[Supplied data Boundary: Start]

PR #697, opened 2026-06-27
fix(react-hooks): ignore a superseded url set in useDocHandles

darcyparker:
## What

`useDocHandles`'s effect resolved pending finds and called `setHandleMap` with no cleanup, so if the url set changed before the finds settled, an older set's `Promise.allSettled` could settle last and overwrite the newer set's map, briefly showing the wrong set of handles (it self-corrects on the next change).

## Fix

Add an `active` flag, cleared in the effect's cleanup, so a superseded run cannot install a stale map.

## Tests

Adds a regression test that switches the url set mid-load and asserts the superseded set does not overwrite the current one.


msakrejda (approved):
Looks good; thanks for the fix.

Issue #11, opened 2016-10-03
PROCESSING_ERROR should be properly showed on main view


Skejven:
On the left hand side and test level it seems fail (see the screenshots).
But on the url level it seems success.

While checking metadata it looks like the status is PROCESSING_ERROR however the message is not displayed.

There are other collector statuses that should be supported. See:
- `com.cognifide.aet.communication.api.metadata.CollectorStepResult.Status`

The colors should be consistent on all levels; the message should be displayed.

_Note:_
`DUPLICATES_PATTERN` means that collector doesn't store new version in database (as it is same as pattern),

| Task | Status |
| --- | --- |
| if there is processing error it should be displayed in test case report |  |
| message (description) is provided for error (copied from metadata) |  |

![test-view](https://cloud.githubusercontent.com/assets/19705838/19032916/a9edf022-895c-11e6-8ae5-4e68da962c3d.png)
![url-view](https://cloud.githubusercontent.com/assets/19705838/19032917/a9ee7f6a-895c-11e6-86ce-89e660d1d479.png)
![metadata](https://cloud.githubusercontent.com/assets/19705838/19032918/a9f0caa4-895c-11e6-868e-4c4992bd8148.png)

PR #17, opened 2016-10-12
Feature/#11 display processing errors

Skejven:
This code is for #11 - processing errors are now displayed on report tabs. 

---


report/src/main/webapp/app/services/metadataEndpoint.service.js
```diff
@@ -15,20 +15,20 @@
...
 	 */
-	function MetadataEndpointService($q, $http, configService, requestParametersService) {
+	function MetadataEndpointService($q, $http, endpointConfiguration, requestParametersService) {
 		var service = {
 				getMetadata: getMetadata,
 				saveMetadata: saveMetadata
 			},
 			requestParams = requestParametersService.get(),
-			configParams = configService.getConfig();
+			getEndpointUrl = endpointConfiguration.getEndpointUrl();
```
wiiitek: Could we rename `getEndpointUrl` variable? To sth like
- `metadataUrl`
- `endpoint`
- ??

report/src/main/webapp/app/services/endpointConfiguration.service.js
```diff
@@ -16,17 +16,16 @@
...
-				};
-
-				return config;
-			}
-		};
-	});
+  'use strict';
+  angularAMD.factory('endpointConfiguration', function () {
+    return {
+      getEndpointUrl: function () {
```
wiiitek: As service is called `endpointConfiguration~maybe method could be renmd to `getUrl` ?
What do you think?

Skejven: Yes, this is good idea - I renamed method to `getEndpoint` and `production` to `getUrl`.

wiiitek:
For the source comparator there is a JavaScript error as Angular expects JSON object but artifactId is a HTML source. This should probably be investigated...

[Supplied data Boundary: End]
[Supplied data Boundary: Start]

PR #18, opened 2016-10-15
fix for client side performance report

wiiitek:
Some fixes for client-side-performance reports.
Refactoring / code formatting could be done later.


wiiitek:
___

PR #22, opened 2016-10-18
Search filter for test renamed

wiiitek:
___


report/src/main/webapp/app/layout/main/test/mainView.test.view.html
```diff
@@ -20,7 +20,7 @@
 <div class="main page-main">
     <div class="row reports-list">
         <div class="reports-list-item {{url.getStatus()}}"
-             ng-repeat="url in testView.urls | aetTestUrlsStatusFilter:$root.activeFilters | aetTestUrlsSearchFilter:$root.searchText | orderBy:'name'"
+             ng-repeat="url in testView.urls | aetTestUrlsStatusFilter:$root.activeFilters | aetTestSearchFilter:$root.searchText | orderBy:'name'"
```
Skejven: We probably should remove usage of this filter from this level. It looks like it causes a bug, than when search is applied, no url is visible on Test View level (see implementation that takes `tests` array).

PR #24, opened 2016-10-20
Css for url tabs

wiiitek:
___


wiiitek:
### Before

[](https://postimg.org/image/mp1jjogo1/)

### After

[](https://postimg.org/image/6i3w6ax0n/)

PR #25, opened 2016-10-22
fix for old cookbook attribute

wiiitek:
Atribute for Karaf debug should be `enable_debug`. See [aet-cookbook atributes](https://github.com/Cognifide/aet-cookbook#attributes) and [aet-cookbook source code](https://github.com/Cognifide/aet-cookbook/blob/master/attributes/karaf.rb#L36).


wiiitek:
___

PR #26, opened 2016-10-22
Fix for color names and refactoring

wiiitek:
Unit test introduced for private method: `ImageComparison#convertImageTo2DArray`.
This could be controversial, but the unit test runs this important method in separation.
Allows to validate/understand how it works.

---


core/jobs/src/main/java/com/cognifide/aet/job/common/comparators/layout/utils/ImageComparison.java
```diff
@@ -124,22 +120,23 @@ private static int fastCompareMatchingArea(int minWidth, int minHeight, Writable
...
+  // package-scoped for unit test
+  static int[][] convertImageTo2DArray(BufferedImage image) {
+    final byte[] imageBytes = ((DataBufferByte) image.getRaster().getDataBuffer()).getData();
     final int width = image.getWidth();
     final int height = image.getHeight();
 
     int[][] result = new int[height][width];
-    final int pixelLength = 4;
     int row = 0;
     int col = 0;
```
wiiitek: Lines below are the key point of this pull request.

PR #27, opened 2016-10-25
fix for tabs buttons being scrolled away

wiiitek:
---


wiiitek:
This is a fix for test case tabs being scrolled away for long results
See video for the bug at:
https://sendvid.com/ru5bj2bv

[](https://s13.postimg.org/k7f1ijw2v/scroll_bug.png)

[Supplied data Boundary: End]

→ **How to complete this task**: Find and copy each line in the material above where the string "away" occurs.

→ **Answer box**:
fix for tabs buttons being scrolled away
This is a fix for test case tabs being scrolled away for long results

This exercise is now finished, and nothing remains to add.